**What needs to be done**
If a line in the entries contains the word "better", list it.

*** Extracted information ***

PR #26, opened 2024-12-05
feat(api): add create_variant methods

salemsd:
Added create_variant method and tests for api service. (Raise exception for local)


src/antares/service/local_services/study_local.py
```diff
@@ -40,3 +40,6 @@ def delete_binding_constraint(self, constraint: BindingConstraint) -> None:
 
     def delete(self, children: bool) -> None:
         raise NotImplementedError
+
+    def create_variant(self, variant_name: str) -> str:
```
MartinBelthle, line 44: Should return a Study more than a str
Same remark for the base method and the api implem

src/antares/service/api_services/study_api.py
```diff
@@ -104,3 +105,11 @@ def delete(self, children: bool) -> None:
             self._wrapper.delete(url)
         except APIError as e:
             raise StudyDeletionError(self.study_id, e.message) from e
+
+    def create_variant(self, variant_name: str) -> str:
+        url = f"{self._base_url}/studies/{self.study_id}/variants?name={variant_name}"
+        try:
+            response = self._wrapper.post(url)
+            return response.text
```
MartinBelthle, line 113: Adapt the code to return a Study.
You should do the same thing you did in the other create_variant function you introduced (but this time using read_areas())

src/antares/model/study.py
```diff
@@ -285,6 +302,24 @@ def delete_binding_constraint(self, constraint: BindingConstraint) -> None:
...
+        Creates a new variant for the study
+
+        Args:
+            variant_name: the name of the new variant
+        Returns: The variant in the form of a Study object
+        """
+        variant_id = self._study_service.create_variant(variant_name)
+        config = self._study_service.config
+
+        if isinstance(config, APIconf):
```
MartinBelthle, line 316: All of this should be handled inside the API layer inside the create_variant method as we don't want to put API or local related things inside the study model

tests/antares/services/api_services/test_study_api.py
```diff
@@ -250,3 +251,70 @@ def test_read_study_api(self):
...
             assert actual_study.version == expected_study.version
             assert actual_study.service.study_id == expected_study.service.study_id
+
+    def test_create_variant_success(self):
+        variant_name = "variant_test"
+        with requests_mock.Mocker() as mocker:
+            base_url = "https://antares.com/api/v1"
+            url = f"{base_url}/studies/{self.study_id}/variants?name={variant_name}"
+            variant_id = "variant_id"
+            mocker.post(url, text=variant_id, status_code=201)
```
MartinBelthle, line 261: You should use res.json() to get the study_id so you should mock json instead of text here

tests/antares/services/api_services/test_study_api.py
```diff
@@ -250,3 +251,70 @@ def test_read_study_api(self):
...
+            areas_url = f"{base_url}/studies/{variant_id}/areas?ui=true"
+            mocker.get(areas_url, json={}, status_code=200)
+
+            variant = self.study.create_variant(variant_name)
+
+            assert isinstance(variant, Study)
+            assert variant.name == variant_name
+            assert variant.service.study_id == variant_id
+
+    def test_create_variant_api_success(self):
```
MartinBelthle, line 278: As it's the exact same code except for the part where you use the method, i think it would be easier to understand to put all inside one test to avoid duplicating code

tests/antares/services/api_services/test_study_api.py
```diff
@@ -250,3 +251,70 @@ def test_read_study_api(self):
...
+        with requests_mock.Mocker() as mocker:
+            base_url = "https://antares.com/api/v1"
+            url = f"{base_url}/studies/{self.study_id}/variants?name={variant_name}"
+            error_message = "Variant creation failed"
+            mocker.post(url, json={"description": error_message}, status_code=404)
+
+            with pytest.raises(StudyVariantCreationError, match=error_message):
+                self.study.create_variant(variant_name)
+
+    def test_create_variant_api_fails(self):
```
MartinBelthle, line 312: Same remark here

MartinBelthle (commented):
Pretty nice :) few comments and also it would be nice to add an integration test inside test_web_client.py to ensure the code works

tests/integration/test_web_client.py
```diff
@@ -462,3 +462,17 @@ def test_creation_lifecycle(self, antares_web: AntaresWebDesktop):
         empty_settings = StudySettings()
         new_study.update_settings(empty_settings)
         assert old_settings == new_study.get_settings()
+
+    def test_create_variant(self, antares_web: AntaresWebDesktop):
```
MartinBelthle, line 466: Using the fixture antares_web launches the Desktop version which can take a long time. I would prefer you put this code inside the other test. Otherwise the test is nice (you could add the same test on the other creation method you introduced)

src/antares/service/local_services/study_local.py
```diff
@@ -10,13 +10,16 @@
...
 
-from typing import Any, Optional
+from typing import TYPE_CHECKING, Any, Optional
 
 from antares.config.local_configuration import LocalConfiguration
 from antares.model.binding_constraint import BindingConstraint
 from antares.model.settings.study_settings import StudySettings
 from antares.service.base_services import BaseStudyService
 
+if TYPE_CHECKING:
```
MartinBelthle, line 20: Why did you add this ? Was it to avoid circular imports ?

MartinBelthle (changes requested):
1 question and 1 change otherwise it's nice :)

src/antares/service/local_services/study_local.py
salemsd: Yes, that was to avoid circular imports with Study and the study services importing each other

tests/integration/test_web_client.py
```diff
@@ -462,3 +462,16 @@ def test_creation_lifecycle(self, antares_web: AntaresWebDesktop):
         empty_settings = StudySettings()
         new_study.update_settings(empty_settings)
         assert old_settings == new_study.get_settings()
+
+        # tests variant creation
+        parent_study = create_study_api("parent-test", "880", api_config)
```
MartinBelthle, line 467: Last comment: It would be better to test with an existing study instead of having to create another one just for this test.
Also you could use the create_variant_api function to create a 2nd variant and perform the same tests

MartinBelthle (changes requested):

MartinBelthle (approved):

PR #465, opened 2021-05-25
Sequential audio playback

realericmc:
added playing audio readings sequentially, and a setting to pick if they should be random


realericmc:
not sure about this bundle test failure.  I didn't think I included anything that would affect this.  That said, it has been a while since I messed with GitHub so any comments on this would be appreciated.

UInt2048:
@realericmc I got tests working with a one-line commit: 368c7b766848d26158a242ea278785475b519d53

Please accept realericmc/tsurukame#1

UInt2048:
@realericmc You just got unlucky, this test failure would have occurred to whoever submitted the next PR/commit.

I didn't test anything else in your PR though, apart from the one-line CI fix.

realericmc:
good to know I wasn't going crazy at least.  thanks for running that down!

ios/SettingsViewController.swift
```diff
@@ -210,6 +210,12 @@ class SettingsViewController: UITableViewController {
                                  on: Settings.playAudioAutomatically,
                                  target: self,
                                  action: #selector(playAudioAutomaticallySwitchChanged(_:))))
+    model.add(TKMSwitchModelItem(style: .subtitle,
```
davidsansome, line 213: I don't think it makes sense to expose this as a setting. The "order" of the audio IDs in the proto is arbitrary so I don't think it's something that users should have to decide about. I suspect this PR is more about avoiding having the same speaker play twice in a row?

How about removing the random option entirely, and making sequential playback the default?

ios/WaniKaniAPI/Sources/WaniKaniAPI/ProtobufExtensions.swift
```diff
@@ -249,6 +249,22 @@ public extension TKMSubject {
     let idx = arc4random_uniform(UInt32(vocabulary.audioIds.count))
     return Int(vocabulary.audioIds[Int(idx)])
   }
+
+  func nextAudioID() -> Int {
+    if !hasVocabulary || vocabulary.audioIds.count < 1 {
+      return 0
+    }
+    enum audioIdx {
+      static var idx: Int = 0
```
davidsansome, line 258: I don't really like the static variable here. I would remove this function (as well as `randomAudioID`) entirely, and then add a `private var lastPlayedAudioIndex` to the `Audio` class, and do this logic in `Audio`'s `play` method.

davidsansome (changes requested):

UInt2048:
I think I implemented the requested changes. I have a direct PR to this repo in #466, as well as a PR to this PR in realericmc#2

ios/WaniKaniAPI/Sources/WaniKaniAPI/ProtobufExtensions.swift
realericmc: agree, I like your way better also

UInt2048:
@davidsansome The requested changes have been implemented.

PR #468, opened 2021-06-03
Fix Settings implementation of setArchiveData for iOS 10

UInt2048:
The original lines in `setArchiveData`, from the original Swift conversion, inadvertently stores settings in a format that `getArchiveData` can't read for iOS 10 users. This PR corrects this issue.


davidsansome:
Thanks for fixing this!
I don't seem to be able to install an iOS 10 simulator through xcode any more though so I can't test it :( There were only 3 iOS 10 users over the last 30 days though so we can probably drop support for it at some point

UInt2048:
Ah, that's unfortunate. I still have it even in Xcode 12, but that's because I installed it in a prior version of Xcode.

I also have a real iPhone 5 (my legacy device) that I do reviews on (using my fork) which is where I discovered the issue. ;)

PR #254, opened 2020-01-07
Show next current level review (Fixes #20)

turtlemaster19:
In order to fix #20, this commit shows the next current level review.

PR #470, opened 2021-06-20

***

**Task result**
MartinBelthle, line 467: Last comment: It would be better to test with an existing study instead of having to create another one just for this test.
realericmc: agree, I like your way better also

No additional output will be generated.